Among the records below, determine how many lines have the word "seems" in them; output only the number.

(Material for this exercise Opens)

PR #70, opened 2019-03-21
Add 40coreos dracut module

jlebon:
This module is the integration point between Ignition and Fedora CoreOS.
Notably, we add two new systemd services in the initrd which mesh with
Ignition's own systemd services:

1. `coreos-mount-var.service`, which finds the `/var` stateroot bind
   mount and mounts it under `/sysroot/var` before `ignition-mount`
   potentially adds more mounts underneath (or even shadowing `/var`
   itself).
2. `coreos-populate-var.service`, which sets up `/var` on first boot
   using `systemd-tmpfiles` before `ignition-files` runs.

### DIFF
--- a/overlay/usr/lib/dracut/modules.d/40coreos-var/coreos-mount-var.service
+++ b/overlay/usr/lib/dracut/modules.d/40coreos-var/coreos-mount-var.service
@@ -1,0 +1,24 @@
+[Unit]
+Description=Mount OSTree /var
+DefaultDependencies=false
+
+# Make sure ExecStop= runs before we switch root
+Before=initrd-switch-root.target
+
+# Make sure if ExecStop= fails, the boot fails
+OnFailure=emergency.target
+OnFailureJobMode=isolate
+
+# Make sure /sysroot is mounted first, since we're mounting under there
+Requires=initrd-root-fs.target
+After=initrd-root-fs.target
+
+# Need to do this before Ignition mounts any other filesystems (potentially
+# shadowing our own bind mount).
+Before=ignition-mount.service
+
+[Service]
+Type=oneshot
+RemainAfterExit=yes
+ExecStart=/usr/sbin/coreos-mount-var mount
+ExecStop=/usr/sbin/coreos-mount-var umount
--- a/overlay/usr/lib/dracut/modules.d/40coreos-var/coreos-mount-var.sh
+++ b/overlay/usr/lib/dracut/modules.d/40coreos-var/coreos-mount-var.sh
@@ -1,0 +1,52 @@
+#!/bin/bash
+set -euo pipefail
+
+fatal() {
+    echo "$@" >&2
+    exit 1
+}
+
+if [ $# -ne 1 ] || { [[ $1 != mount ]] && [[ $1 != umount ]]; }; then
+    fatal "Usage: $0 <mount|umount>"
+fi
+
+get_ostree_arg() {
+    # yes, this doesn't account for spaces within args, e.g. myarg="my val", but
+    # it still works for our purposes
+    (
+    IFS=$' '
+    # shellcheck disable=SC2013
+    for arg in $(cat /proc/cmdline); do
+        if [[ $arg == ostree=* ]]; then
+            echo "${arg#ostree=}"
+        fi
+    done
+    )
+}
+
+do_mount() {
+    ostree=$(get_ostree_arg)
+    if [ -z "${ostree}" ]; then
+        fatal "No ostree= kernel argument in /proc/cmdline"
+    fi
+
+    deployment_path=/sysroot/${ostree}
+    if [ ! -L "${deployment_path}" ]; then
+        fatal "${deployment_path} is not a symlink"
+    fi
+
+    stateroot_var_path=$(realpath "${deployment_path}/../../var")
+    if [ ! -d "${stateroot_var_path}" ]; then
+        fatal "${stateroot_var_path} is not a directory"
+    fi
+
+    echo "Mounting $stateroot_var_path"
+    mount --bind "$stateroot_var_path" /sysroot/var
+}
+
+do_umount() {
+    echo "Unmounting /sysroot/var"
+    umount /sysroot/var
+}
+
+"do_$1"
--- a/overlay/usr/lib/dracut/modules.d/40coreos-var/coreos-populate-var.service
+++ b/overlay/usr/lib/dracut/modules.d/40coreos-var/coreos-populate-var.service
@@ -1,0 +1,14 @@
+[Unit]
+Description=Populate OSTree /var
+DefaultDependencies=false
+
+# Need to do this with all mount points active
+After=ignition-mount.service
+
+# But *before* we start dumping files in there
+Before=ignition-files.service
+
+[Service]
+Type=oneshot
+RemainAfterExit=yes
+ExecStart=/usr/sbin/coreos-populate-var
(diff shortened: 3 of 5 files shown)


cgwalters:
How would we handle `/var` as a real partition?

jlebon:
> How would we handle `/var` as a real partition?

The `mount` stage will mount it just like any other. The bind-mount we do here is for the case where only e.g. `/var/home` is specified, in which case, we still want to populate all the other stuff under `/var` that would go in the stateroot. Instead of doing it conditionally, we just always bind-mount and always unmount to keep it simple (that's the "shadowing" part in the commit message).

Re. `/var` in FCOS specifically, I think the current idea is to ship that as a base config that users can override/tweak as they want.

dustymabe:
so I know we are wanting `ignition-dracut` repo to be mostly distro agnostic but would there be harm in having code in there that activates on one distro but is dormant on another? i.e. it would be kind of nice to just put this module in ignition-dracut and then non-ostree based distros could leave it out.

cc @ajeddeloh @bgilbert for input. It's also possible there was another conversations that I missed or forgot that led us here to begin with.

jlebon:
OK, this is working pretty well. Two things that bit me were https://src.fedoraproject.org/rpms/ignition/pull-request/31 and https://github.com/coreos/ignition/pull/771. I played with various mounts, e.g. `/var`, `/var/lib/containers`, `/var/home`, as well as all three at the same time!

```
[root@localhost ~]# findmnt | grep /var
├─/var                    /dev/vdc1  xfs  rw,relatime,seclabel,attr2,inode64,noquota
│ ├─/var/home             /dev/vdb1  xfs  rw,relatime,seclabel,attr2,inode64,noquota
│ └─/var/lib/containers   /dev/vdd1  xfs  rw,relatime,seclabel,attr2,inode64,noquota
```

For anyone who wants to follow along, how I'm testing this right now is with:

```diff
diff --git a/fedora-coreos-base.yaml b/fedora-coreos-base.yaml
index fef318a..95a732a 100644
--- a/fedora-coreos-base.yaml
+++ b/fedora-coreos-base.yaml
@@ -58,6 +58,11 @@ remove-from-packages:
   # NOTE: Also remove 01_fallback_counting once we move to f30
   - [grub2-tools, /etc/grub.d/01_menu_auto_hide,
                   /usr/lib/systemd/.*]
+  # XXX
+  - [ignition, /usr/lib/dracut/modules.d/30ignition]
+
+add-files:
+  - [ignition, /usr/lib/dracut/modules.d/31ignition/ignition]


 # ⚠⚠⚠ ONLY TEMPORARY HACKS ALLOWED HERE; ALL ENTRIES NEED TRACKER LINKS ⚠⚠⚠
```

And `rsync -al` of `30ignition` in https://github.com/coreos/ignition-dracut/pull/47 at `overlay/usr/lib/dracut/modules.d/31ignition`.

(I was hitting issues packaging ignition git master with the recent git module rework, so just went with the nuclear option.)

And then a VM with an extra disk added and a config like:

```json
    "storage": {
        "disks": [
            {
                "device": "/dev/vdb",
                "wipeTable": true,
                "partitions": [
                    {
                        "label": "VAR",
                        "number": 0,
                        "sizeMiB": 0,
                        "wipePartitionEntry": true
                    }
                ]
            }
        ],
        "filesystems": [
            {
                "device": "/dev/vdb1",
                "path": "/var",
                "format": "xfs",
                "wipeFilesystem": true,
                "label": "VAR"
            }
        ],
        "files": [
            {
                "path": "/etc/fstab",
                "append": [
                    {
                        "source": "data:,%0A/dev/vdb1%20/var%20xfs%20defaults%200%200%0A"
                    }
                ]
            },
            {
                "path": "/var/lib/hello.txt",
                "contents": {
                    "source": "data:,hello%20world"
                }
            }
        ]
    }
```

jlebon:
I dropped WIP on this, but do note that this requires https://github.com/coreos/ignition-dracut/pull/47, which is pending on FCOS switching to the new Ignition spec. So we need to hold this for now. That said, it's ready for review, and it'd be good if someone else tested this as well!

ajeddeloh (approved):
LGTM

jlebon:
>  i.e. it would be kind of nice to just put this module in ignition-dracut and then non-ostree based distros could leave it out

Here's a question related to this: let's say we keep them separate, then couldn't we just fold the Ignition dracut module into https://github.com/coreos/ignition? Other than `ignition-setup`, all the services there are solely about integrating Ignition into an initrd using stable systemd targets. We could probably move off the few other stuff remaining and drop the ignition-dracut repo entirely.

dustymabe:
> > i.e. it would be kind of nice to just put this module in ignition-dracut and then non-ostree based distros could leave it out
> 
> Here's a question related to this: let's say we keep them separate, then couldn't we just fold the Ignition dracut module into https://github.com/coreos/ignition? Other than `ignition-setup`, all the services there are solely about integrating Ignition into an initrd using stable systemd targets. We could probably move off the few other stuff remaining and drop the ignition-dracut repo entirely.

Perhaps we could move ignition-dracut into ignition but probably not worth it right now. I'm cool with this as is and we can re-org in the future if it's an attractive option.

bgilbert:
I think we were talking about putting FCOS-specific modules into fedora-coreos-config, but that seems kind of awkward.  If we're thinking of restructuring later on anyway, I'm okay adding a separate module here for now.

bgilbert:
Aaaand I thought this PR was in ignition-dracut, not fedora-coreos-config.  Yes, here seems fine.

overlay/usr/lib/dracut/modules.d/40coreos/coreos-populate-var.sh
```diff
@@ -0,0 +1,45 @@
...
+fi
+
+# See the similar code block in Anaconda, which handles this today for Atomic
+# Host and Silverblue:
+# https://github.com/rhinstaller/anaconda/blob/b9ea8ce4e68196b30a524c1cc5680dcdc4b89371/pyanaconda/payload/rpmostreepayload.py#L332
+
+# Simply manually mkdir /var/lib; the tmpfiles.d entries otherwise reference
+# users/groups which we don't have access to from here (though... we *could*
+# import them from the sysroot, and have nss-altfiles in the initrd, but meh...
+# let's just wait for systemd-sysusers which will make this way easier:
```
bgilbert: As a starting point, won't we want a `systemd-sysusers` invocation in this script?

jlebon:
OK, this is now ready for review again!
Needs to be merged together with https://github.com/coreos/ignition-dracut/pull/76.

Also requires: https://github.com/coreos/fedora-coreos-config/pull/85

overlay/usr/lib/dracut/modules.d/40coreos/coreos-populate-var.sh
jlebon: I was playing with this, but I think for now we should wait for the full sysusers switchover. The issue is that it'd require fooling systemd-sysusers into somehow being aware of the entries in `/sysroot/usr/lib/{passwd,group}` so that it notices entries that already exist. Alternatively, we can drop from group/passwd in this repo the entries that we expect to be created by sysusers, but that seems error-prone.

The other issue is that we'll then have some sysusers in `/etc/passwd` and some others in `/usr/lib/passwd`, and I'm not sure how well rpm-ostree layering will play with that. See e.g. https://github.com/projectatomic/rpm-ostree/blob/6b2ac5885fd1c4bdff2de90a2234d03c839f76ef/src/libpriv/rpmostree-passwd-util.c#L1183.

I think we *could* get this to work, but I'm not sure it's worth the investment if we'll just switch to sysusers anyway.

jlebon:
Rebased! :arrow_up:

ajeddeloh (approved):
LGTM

(Material for this exercise Closes)

● Task output
3